▸ **EXERCISE BRIEF**: Going line by line through the data below, report how many lines include the word "your", with nothing added.

▸ **EXCERPTED DATA**:
- Opening Delimiter -
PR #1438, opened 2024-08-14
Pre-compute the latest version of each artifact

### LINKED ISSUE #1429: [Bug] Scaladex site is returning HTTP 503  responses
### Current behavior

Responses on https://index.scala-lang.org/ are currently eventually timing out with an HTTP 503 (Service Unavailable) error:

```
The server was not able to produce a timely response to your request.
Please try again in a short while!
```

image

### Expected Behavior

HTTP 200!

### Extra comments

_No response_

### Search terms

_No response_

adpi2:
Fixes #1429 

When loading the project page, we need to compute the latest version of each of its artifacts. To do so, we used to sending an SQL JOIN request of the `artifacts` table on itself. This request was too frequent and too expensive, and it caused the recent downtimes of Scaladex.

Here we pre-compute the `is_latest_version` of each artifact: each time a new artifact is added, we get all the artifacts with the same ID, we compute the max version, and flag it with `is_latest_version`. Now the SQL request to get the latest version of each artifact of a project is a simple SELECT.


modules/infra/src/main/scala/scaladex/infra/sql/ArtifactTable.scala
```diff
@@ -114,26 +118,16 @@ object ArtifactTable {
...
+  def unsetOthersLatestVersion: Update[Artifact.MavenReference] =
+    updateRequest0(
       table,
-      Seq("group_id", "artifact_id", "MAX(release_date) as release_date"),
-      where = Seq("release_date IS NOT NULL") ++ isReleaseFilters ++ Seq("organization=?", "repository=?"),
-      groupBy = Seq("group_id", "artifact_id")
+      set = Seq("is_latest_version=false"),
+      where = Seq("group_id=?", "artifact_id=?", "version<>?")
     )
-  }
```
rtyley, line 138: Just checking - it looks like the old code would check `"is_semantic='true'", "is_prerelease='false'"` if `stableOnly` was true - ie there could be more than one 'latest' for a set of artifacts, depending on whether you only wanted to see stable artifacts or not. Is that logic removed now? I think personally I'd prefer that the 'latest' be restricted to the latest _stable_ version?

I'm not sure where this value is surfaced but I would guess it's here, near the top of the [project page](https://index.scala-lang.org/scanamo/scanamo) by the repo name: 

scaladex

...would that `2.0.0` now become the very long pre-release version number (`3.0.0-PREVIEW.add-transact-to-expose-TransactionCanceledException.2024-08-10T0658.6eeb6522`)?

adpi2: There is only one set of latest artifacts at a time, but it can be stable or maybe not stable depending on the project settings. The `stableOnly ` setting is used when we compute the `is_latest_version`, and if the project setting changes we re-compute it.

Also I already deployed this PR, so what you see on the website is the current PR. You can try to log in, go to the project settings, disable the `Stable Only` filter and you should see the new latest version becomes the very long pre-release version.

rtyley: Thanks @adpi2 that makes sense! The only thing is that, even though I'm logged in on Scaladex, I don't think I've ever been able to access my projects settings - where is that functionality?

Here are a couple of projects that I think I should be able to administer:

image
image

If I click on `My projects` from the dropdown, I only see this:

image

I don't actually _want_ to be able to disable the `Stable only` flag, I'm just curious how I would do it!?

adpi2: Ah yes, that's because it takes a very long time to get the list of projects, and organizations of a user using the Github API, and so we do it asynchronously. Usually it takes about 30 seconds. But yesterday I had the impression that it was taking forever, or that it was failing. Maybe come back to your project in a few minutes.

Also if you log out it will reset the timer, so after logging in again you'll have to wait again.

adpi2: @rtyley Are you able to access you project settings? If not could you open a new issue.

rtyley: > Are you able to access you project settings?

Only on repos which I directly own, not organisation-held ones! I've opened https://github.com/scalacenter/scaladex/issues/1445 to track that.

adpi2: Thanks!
- Closing Delimiter -
▸ **EXERCISE ANSWER**: 2